To Interview is Human in Business and at Work

My good friend and colleague Al was kind enough to invite me to participate in his monthly business book club.  One of several benefits of being a member of the “Read it and Reap” Book Club is that it forces me to make the time to read at least one new book a month (not much of a stretch, as I love to read), despite the demands of my work schedule.

This past month, we not only read Dan Pink’s great book, To Sell is Human, but Al also arranged a conference call for our group with Dan Pink.  Aside from the group’s very relevant question to Pink as to how to implement the book’s principles in a business, I asked Dan how we could use the book’s principles to hire great employees who understand that everyone’s job in a business is to sell.  I was pleased to hear that Dan favors transforming the current hiring paradigm.  “I don’t like it,” he said succinctly.  “I don’t, either,”  I agreed.  “I love work sampling as an interview process.  Hire your best prospects for a per-diem or short-term project, and see how they work, think and play well with your other team members.”  Dan liked the idea.  “With the current job market, that’s an interesting option to consider.”

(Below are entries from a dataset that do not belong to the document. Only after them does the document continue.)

PR #1539, opened 2020-03-19
GCM ciphers are enabled by default on JRE9 and beyond

carterkozak:
## Before this PR

On newer Java runtimes GCM ciphers outperform the current default
cipher (TLS_ECDHE_RSA_WITH_AES_256_CBC_SHA384) due to hardware support.

Enabling GCM by default must be coupled by disabling http/2 by
default in our OkHttp client to prevent existing consumers from
switching to a protocol with known implementation bugs (20x slower
upload performance using okhttp h2, connection leaks, etc).

## After this PR
==COMMIT_MSG==
GCM ciphers are enabled by default on JRE9 and beyond
==COMMIT_MSG==

## Possible downsides?
Risks:
While existing servers allow GCM ciphers to be negotiated, including
those on java 8, clients using CJR regardless of JRE version will
not negotiate GCM ciphers by default. This allows servers running
on java 8 to avoid performance pitfalls of GCM. However, most
internal services, particularly those with heavy throughput
requirements, have upgraded to JDK 11. Applications which have
already taken the upgrade to 11 will become both more secure and
more performant.

### DIFF
--- a/client-config/src/main/java/com/palantir/conjure/java/client/config/ClientConfigurations.java
+++ b/client-config/src/main/java/com/palantir/conjure/java/client/config/ClientConfigurations.java
@@ -29,6 +29,8 @@ import java.net.Proxy;
 import java.net.ProxySelector;
 import java.net.SocketAddress;
 import java.net.URI;
+import java.security.AccessController;
+import java.security.PrivilegedAction;
 import java.time.Duration;
 import java.util.List;
 import java.util.Optional;
@@ -44,7 +46,7 @@ public final class ClientConfigurations {
     private static final Duration DEFAULT_WRITE_TIMEOUT = Duration.ofMinutes(5);
     private static final Duration DEFAULT_BACKOFF_SLOT_SIZE = Duration.ofMillis(250);
     private static final Duration DEFAULT_FAILED_URL_COOLDOWN = Duration.ZERO;
-    private static final boolean DEFAULT_ENABLE_GCM_CIPHERS = false;
+    private static final boolean DEFAULT_ENABLE_GCM_CIPHERS = !isJava8();
     private static final boolean DEFAULT_FALLBACK_TO_COMMON_NAME_VERIFICATION = false;
     private static final NodeSelectionStrategy DEFAULT_NODE_SELECTION_STRATEGY = NodeSelectionStrategy.PIN_UNTIL_ERROR;
     private static final int DEFAULT_MAX_NUM_RETRIES = 4;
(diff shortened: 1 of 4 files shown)


carterkozak:
Calling this a break because it will impact lock, and possibly others: https://github.com/palantir/atlasdb/pull/4655

carterkozak:
@iamdanfox @ferozco thoughts?

Now I can't add anyone as a reviewer, so that's exciting :-]

iamdanfox:
> Enabling GCM by default must be coupled by disabling http/2 by
default in our OkHttp client to prevent existing consumers from
switching to a protocol with known implementation bugs (20x slower
upload performance using okhttp h2, connection leaks, etc).

We don't have an external writeup of these problems right? Was this specifically caused by okhttp's http2 code or was it a particular cipher suite? Perhaps we could leave an `https://internal-jira` link to the relevant PDS ticket?

client-config/src/main/java/com/palantir/conjure/java/client/config/ClientConfigurations.java
```diff
@@ -44,7 +46,7 @@
     private static final Duration DEFAULT_WRITE_TIMEOUT = Duration.ofMinutes(5);
     private static final Duration DEFAULT_BACKOFF_SLOT_SIZE = Duration.ofMillis(250);
     private static final Duration DEFAULT_FAILED_URL_COOLDOWN = Duration.ZERO;
-    private static final boolean DEFAULT_ENABLE_GCM_CIPHERS = false;
+    private static final boolean DEFAULT_ENABLE_GCM_CIPHERS = !isJava8();
```
iamdanfox, line 51: Ideally, it would be great to provide a little comment and link here showing how GCM cipher suite performance got a lot better in java9, otherwise future readers might not remember why we special-cased java8 here

ferozco:
👍

iamdanfox:
I think it's worth being super clear that a possible downside here is all the straggling repos which haven't yet declared compatibility with java11 will likely burn more CPU cycles if all their clients start asking to communicate using GCM cipher suites.

I think it might be worth sending a direct email to these teams so that they know the ultimatum is upgrade or expect slowdowns if they transmit a lot of data...

iamdanfox:
@dvogelbacher is your analysis product running on java11 everywhere now? ~Also @pkoenig10 can I check the state of MP?~ (confirmed MP is running on 11)

dvogelbacher:
@iamdanfox it is not yet running on java 11, we should discuss how to make it so.

iamdanfox:
~As per our zoom earlier, adding `do not merge` until the Atlas folks merge https://github.com/palantir/atlasdb/pull/4655~

iamdanfox:
Ok so atlasdb [0.198.7](https://github.com/palantir/atlasdb/releases/tag/0.198.7) explicitly sets the `http:2` default they were relying on, and it looks like it's been adopted in our internal atlas-replacement service: https://internal-github/foundry/a---/pull/2250/files.

I think given that the majority of services have adopted j11, the benefits of GCM ciphers will outweigh the downsides... any last reservations before we pull the trigger?

carterkozak:
I'm happy with it. I'll plan to merge later unless there are remaining concerns.

PR #1540, opened 2020-03-20
Implement a JaxRsClient factory delegating to Dialogue

carterkozak:
This provides a bridge for existing and human-generated client code to take advantage of the superior observability and stability provided by Dialogue.

==COMMIT_MSG==
Implement a JaxRsClient factory delegating to Dialogue
==COMMIT_MSG==


conjure-java-jaxrs-client/src/main/java/com/palantir/conjure/java/client/jaxrs/JaxRsClient.java
```diff
@@ -55,4 +64,23 @@ private JaxRsClient() {}
                         config,
                         serviceConfiguration -> create(serviceClass, userAgent, hostEventsSink, serviceConfiguration)));
     }
+
+    /**
+     * Creates a {@code T client} for the given dialogue {@link Channel}.
+     */
+    public static <T> T create(Class<T> serviceClass, ConjureRuntime runtime, Channel channel) {
```
carterkozak: This is the only new public API.

Note that ConjureRuntime and Channel are from dialogue-target which is intentionally an `implementation` dependency to prevent leaking access to dialogue to consumers which don't already have it.

conjure-java-server-verifier/src/test/java/com/palantir/verification/server/VerificationClients.java
```diff
@@ -32,6 +36,16 @@ public static VerificationClientService verificationClientService(VerificationCl
                 verificationClientRule.getClientConfiguration());
     }
 
+    public static VerificationClientService verificationClientServiceDialogue(
+            VerificationClientRule verificationClientRule) {
+        Channel channel = ApacheHttpClientChannels.create(ClientConfiguration.builder()
+                .from(verificationClientRule.getClientConfiguration())
+                .userAgent(getUserAgent())
```
iamdanfox: thoughts on just pushing this `.userAgent()` into the `getClientConfiguration()` method?

conjure-java-jaxrs-client/src/main/java/com/palantir/conjure/java/client/jaxrs/JaxRsClient.java
iamdanfox: Pretty minor, but could we order these `Class<T>, Channel, Runtime` to match the generated static factory methods? https://github.com/palantir/conjure-java/blob/160460802a55fd8e976ed5f3b636c58942336bbb/conjure-java-core/src/integrationInput/java/com/palantir/product/EteServiceBlocking.java#L108

iamdanfox: also I think people may well get confused and try to put a dialogue interface into the serviceClass param, when this method actually expects a jaxrs-annotated one...

conjure-java-jaxrs-client/src/main/java/com/palantir/conjure/java/client/jaxrs/JaxRsClient.java
```diff
@@ -55,4 +63,23 @@ private JaxRsClient() {}
...
+        ObjectMapper objectMapper = ObjectMappers.newClientObjectMapper();
+        ObjectMapper cborObjectMapper = ObjectMappers.newCborClientObjectMapper();
```
iamdanfox: could these be static fields to allow sharing between clients?

conjure-java-jaxrs-client/src/main/java/com/palantir/conjure/java/client/jaxrs/DialogueFeignClient.java
```diff
@@ -0,0 +1,346 @@
...
+        }
+        // Tracing path template is informational only
+        if (PATH_TEMPLATE.equalsIgnoreCase(headerName)) {
+            return false;
+        }
+        return true;
+    }
+
+    private static String urlDecode(String input) {
+        if (input.contains("%")) {
```
iamdanfox: I think the string `foo+bar` should also be urldecoded to `foo bar`. It seems like URLDecoder.decode already preserves its input in the case where there are no `+` or `%` chars, so probably safe to delete this if condition?

conjure-java-jaxrs-client/src/main/java/com/palantir/conjure/java/client/jaxrs/DialogueFeignClient.java
```diff
@@ -0,0 +1,346 @@
...
+            try {
+                return URLDecoder.decode(input, "UTF-8");
+            } catch (UnsupportedEncodingException e) {
+                throw new SafeRuntimeException("Failed to decode path segment", e);
```
iamdanfox: Might be worth putting `input` as an UnsafeArg?

conjure-java-jaxrs-client/src/main/java/com/palantir/conjure/java/client/jaxrs/DialogueFeignClient.java
```diff
@@ -0,0 +1,346 @@
...
+        private final Response response;
+
+        DialogueResponseBody(Response response) {
+            this.response = response;
+        }
+
+        @Override
+        public Integer length() {
+            return response.getFirstHeader(HttpHeaders.CONTENT_LENGTH)
+                    .map(Ints::tryParse)
```
iamdanfox, line 201: interestingly the implementation in OkhttpClient also verifies this is > 0, which presumably allows clients to keep working (and allocating properly) even if some bizarre server returns content-length: -1

conjure-java-jaxrs-client/src/main/java/com/palantir/conjure/java/client/jaxrs/DialogueFeignClient.java
```diff
@@ -0,0 +1,346 @@
...
+        INSTANCE;
+
+        @Override
+        public Response deserialize(Response response) {
+            return response;
+        }
+
+        @Override
+        public Optional<String> accepts() {
+            return Optional.empty();
```
iamdanfox, line 246: this is used by DefaultClients.call to set the `Accepts` header right? Could we put a little comment saying this header is already set by the feign request so we don't want to override it?

conjure-java-jaxrs-client/src/main/java/com/palantir/conjure/java/client/jaxrs/DialogueFeignClient.java
```diff
@@ -0,0 +1,346 @@
...
+import java.net.URLDecoder;
+import java.nio.charset.StandardCharsets;
+import java.util.Collection;
+import java.util.Locale;
+import java.util.Map;
+import java.util.Optional;
+
+/**
+ * {@link DialogueFeignClient} is an adapter from {@link feign.Client} to {@link Channel Dialogue Channel}
+ * taking advantage of the superior observability and stability provided by Dialogue.
```
iamdanfox, line 60: Worth mentioning the buffering behaviour for requests & responses up front? I think it's probably also worth describing in what scenarios it's appropriate to use this (i.e. if you have a hand-rolled jaxrs interface) because we'd really prefer people to use the conjure-java generated code if possible. I want people to understand this is not the _ideal_ client to use, but still better than okhttp.

conjure-java-jaxrs-client/src/main/java/com/palantir/conjure/java/client/jaxrs/DialogueFeignClient.java
```diff
@@ -0,0 +1,346 @@
...
+ */
+final class DialogueFeignClient implements feign.Client {
+
+    private static final String PATH_TEMPLATE = "hr-path-template";
+    private static final Splitter pathSplitter = Splitter.on('/').omitEmptyStrings();
+    private static final Splitter.MapSplitter querySplitter =
+            Splitter.on('&').omitEmptyStrings().withKeyValueSeparator('=');
```
iamdanfox, line 67: neat :)

conjure-java-jaxrs-client/src/main/java/com/palantir/conjure/java/client/jaxrs/DialogueFeignClient.java
```diff
@@ -0,0 +1,346 @@
...
+    private final String serviceName;
+    private final String version;
+
+    DialogueFeignClient(Class<?> jaxrsInterface, Channel channel, ConjureRuntime runtime, String baseUrl) {
+        this.channel = Preconditions.checkNotNull(channel, "Channel is required");
+        this.serviceName = jaxrsInterface.getSimpleName();
+        this.version = Optional.ofNullable(jaxrsInterface.getPackage().getImplementationVersion())
+                .orElse("0.0.0");
+        this.baseUrl = baseUrl;
+        this.clients = runtime.clients();
```
iamdanfox: could we just store the whole ConjureRuntime as a field? on the first read through the `Clients clients` thing made me worry this was doing some kind of internal caching!

conjure-java-jaxrs-client/src/main/java/com/palantir/conjure/java/client/jaxrs/DialogueFeignClient.java
```diff
@@ -0,0 +1,346 @@
...
+    private static final Splitter.MapSplitter querySplitter =
+            Splitter.on('&').omitEmptyStrings().withKeyValueSeparator('=');
+
+    private final Clients clients;
+    private final Channel channel;
+    private final String baseUrl;
+    private final String serviceName;
+    private final String version;
+
+    DialogueFeignClient(Class<?> jaxrsInterface, Channel channel, ConjureRuntime runtime, String baseUrl) {
```
iamdanfox, line 75: given that we always pass in `baseUrl` of `dialogue://feign`, could we ditch this param & field and just make it a constant?

conjure-java-jaxrs-client/src/main/java/com/palantir/conjure/java/client/jaxrs/DialogueFeignClient.java
```diff
@@ -0,0 +1,346 @@
...
+            }
+        });
+
+        try {
+            Response response = clients.block(clients.call(
+                    channel, new FeignRequestEndpoint(request), builder.build(), IdentityDeserializer.INSTANCE));
+            return feign.Response.create(
+                    response.code(),
+                    null,
+                    Multimaps.asMap((Multimap<String, String>) response.headers()),
```
iamdanfox: why the casting here? couldn't we just do `response.headers().asMap()` ?

conjure-java-jaxrs-client/src/main/java/com/palantir/conjure/java/client/jaxrs/DialogueFeignClient.java
```diff
@@ -0,0 +1,346 @@
...
+            return true;
+        }
+
+        @Override
+        public void close() {
+            // nothing to do
+        }
+    }
+
+    private static final class DialogueResponseBody implements feign.Response.Body {
```
iamdanfox, line 190: is it worth having some kind of toString implementation on this guy? not sure where this might show up in logging / exception messages

conjure-java-jaxrs-client/src/main/java/com/palantir/conjure/java/client/jaxrs/DialogueFeignClient.java
```diff
@@ -0,0 +1,346 @@
...
+
+        @Override
+        public Optional<String> accepts() {
+            return Optional.empty();
+        }
+    }
+
+    /** Implements exception handling equivalent dialogue decoders. */
+    static final class RemoteExceptionDecoder implements feign.codec.ErrorDecoder {
+        static final feign.codec.ErrorDecoder INSTANCE = new RemoteExceptionDecoder();
```
iamdanfox: any reason not to use the enum pattern here?

conjure-java-jaxrs-client/src/main/java/com/palantir/conjure/java/client/jaxrs/DialogueFeignClient.java
```diff
@@ -0,0 +1,346 @@
...
+        private boolean isError(feign.Response response) {
+            return 300 <= response.status() && response.status() <= 599;
+        }
+
+        private Exception parse(feign.Response response) {
+            String body;
+            try {
+                body = toString(response.body().asInputStream());
+            } catch (NullPointerException | IOException e) {
+                UnknownRemoteException exception = new UnknownRemoteException(response.status(), "<unparseable>");
```
iamdanfox: I _think_ if we wanted to exactly match the old behaviour, we'd pass in null for the second arg if the response.body() is null rather than the magic string `"<unparseable>"`?

conjure-java-jaxrs-client/src/main/java/com/palantir/conjure/java/client/jaxrs/DialogueFeignClient.java
```diff
@@ -0,0 +1,346 @@
...
+            endpoint = getFirstHeader(request, PATH_TEMPLATE).orElse("feign");
+        }
+
+        @Override
+        public void renderPath(Map<String, String> _params, UrlBuilder url) {
+            String target = request.url();
+            Preconditions.checkState(
+                    target.startsWith(baseUrl),
+                    "Request URL must start with base url",
+                    UnsafeArg.of("baseUrl", baseUrl));
```
iamdanfox, line 328: might need to include the `target` here as we presumably always know what the desired baseUrl is?

conjure-java-jaxrs-client/src/main/java/com/palantir/conjure/java/client/jaxrs/DialogueFeignClient.java
```diff
@@ -0,0 +1,346 @@
...
+                String querySegments = trailing.substring(queryParamsStart + 1);
+                querySplitter
+                        .split(querySegments)
+                        .forEach((name, value) -> url.queryParam(urlDecode(name), urlDecode(value)));
+            }
+        }
+
+        @Override
+        public HttpMethod httpMethod() {
+            return HttpMethod.valueOf(request.method().toUpperCase(Locale.ENGLISH));
```
iamdanfox: could store this in a field to avoid recomputing the same thing every time we call this method?

iamdanfox (commented):
This is pretty awesome! Hoping this will make the migration waaay easier

conjure-java-jaxrs-client/src/main/java/com/palantir/conjure/java/client/jaxrs/DialogueFeignClient.java
carterkozak: The okhttp UnknownRemoteExceptionResponseHandler uses `"<empty>"` and `"Failed to read response body"`. I can match those.

conjure-java-jaxrs-client/src/main/java/com/palantir/conjure/java/client/jaxrs/DialogueFeignClient.java
carterkozak: Good call, originally I had implemented this as a channel that transformed responses into exceptions.

conjure-java-jaxrs-client/src/main/java/com/palantir/conjure/java/client/jaxrs/DialogueFeignClient.java
carterkozak: Always helpful to have toString :-)

conjure-java-jaxrs-client/src/main/java/com/palantir/conjure/java/client/jaxrs/DialogueFeignClient.java
carterkozak: Good catch!

conjure-java-jaxrs-client/src/main/java/com/palantir/conjure/java/client/jaxrs/JaxRsClient.java
carterkozak: Might as well

conjure-java-server-verifier/src/test/java/com/palantir/verification/server/VerificationClients.java
carterkozak: :+1:

conjure-java-jaxrs-client/src/main/java/com/palantir/conjure/java/client/jaxrs/DialogueFeignClient.java
carterkozak: ListMultimap.asMap returns `Map<K, List<V>>`, by casting to Multimap we get the requested `Map<K, Collection<V>>`

conjure-java-jaxrs-client/src/main/java/com/palantir/conjure/java/client/jaxrs/DialogueFeignClient.java
carterkozak: Sort of -- if we use a constant value it inverts the coupling in an odd way, the special string is odd, and the way this is written it's isolated to a single method.

conjure-java-jaxrs-client/src/main/java/com/palantir/conjure/java/client/jaxrs/DialogueFeignClient.java
carterkozak: good call, while I'm here I think I'll rename this class and use it to transform from dialogue response to feign response instead of doing it inline.

conjure-java-jaxrs-client/src/main/java/com/palantir/conjure/java/client/jaxrs/JaxRsClient.java
carterkozak: `JaxRsClient.class` is relatively specific, I've added a test to show that this case fails with `IllegalStateException: Method <method name> not annotated with HTTP method type (ex. GET, POST)`

iamdanfox (approved):
LGTM, I think this will be a good stepping stone to pure dialogue!

PR #1543, opened 2020-03-21
ClientConfiguration no longer enforces failedUrlCooldown

iamdanfox:
## Before this PR

Dialogue can handle NodeSelectionStrategy.ROUND_ROBIN, but as it no longer has a blacklisting channel, it can't do anything with failedUrlCooldown.  I'd like to encourage people to leave this set to zero (and give people a warning/fail fast if they're setting an option we know will do nothing). Unfortunately validation currently prevents us from even constructing a ClientConfiguration object with round robin & failedUrlCooldown of zero.

## After this PR
==COMMIT_MSG==
The requirement for a positive failedUrlCooldown when round_robin is chosen is now enforced in OkhttpClients.create, not when constructing a ClientConfiguration object.
==COMMIT_MSG==

### DIFF
--- a/client-config/src/main/java/com/palantir/conjure/java/client/config/ClientConfiguration.java
+++ b/client-config/src/main/java/com/palantir/conjure/java/client/config/ClientConfiguration.java
@@ -128,11 +128,6 @@ public interface ClientConfiguration {
             checkArgument(maxNumRetries() == 0, "If meshProxy is configured then maxNumRetries must be 0");
             checkArgument(uris().size() == 1, "If meshProxy is configured then uris must contain exactly 1 URI");
         }
-        if (nodeSelectionStrategy().equals(NodeSelectionStrategy.ROUND_ROBIN)) {
-            checkArgument(
-                    !failedUrlCooldown().isNegative() && !failedUrlCooldown().isZero(),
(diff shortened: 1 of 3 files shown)


client-config/src/main/java/com/palantir/conjure/java/client/config/ClientConfiguration.java
```diff
@@ -128,11 +128,6 @@ default void check() {
             checkArgument(maxNumRetries() == 0, "If meshProxy is configured then maxNumRetries must be 0");
             checkArgument(uris().size() == 1, "If meshProxy is configured then uris must contain exactly 1 URI");
         }
-        if (nodeSelectionStrategy().equals(NodeSelectionStrategy.ROUND_ROBIN)) {
-            checkArgument(
-                    !failedUrlCooldown().isNegative() && !failedUrlCooldown().isZero(),
```
carterkozak, line 133: Thoughts on keeping the non-negative enforcement?

iamdanfox: Done

carterkozak (approved):

PR #1545, opened 2020-03-23
JaxRsClient dialogue implementation preserves endpoint names

carterkozak:
==COMMIT_MSG==
JaxRsClient dialogue implementation preserves endpoint names
==COMMIT_MSG==

### DIFF
--- a/conjure-java-jaxrs-client/src/main/java/com/palantir/conjure/java/client/jaxrs/feignimpl/EndpointNameHeaderEnrichmentContract.java
+++ b/conjure-java-jaxrs-client/src/main/java/com/palantir/conjure/java/client/jaxrs/feignimpl/EndpointNameHeaderEnrichmentContract.java
@@ -1,0 +1,40 @@
+/*
+ * (c) Copyright 2017 Palantir Technologies Inc. All rights reserved.
+ *
+ * Licensed under the Apache License, Version 2.0 (the "License");
+ * you may not use this file except in compliance with the License.
+ * You may obtain a copy of the License at
+ *
+ *     http://www.apache.org/licenses/LICENSE-2.0
+ *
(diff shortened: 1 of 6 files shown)


conjure-java-jaxrs-client/src/main/java/com/palantir/conjure/java/client/jaxrs/feignimpl/EndpointNameHeaderEnrichmentContract.java
```diff
@@ -0,0 +1,40 @@
...
+import feign.Contract;
+import feign.MethodMetadata;
+import java.lang.reflect.Method;
+
+/**
+ * Contract to capture the endpoint name (method name) and pass it to a feign client.
+ *
+ * This should be considered internal API and should not be depended upon.
+ */
+public final class EndpointNameHeaderEnrichmentContract extends AbstractDelegatingContract {
```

Inspired by Pink’s book and our brief exchange this week, I’d like to invite you to consider that to interview is human (every pun intended), too – for both the hiring authority and the prospective employee, as selling and interviewing are essentially the same process:

HOW TO BE

Attunement – Bringing oneself into harmony with individuals, groups, and context. Illustrates the three rules of attunement and why extraverts rarely make the best salespeople (or hiring authorities or candidates), as ambiverts best understand how to listen and read the signals to meet the prospect’s needs.

Buoyancy – Learn from life insurance salespeople and the world’s premier social scientists what to do before, during, and after your sales encounters – a mixture of resiliency and eternal optimism.

Clarity – The capacity to make sense of murky situations. One of the most effective ways of moving others is to uncover challenges they may not know they have.

WHAT TO DO

Pitch – The six successors of the elevator pitch (e.g., the email subject line pitch; the one-word pitch) and how and when to deploy them.

Improvise – Understanding the rules of improv theater deepens your persuasive power.

Serve – Essential principles for meaning in sales: Make it personal and purposeful.

This week:  consider these principles to help make your interview process more authentic to best meet your needs, in business and at work.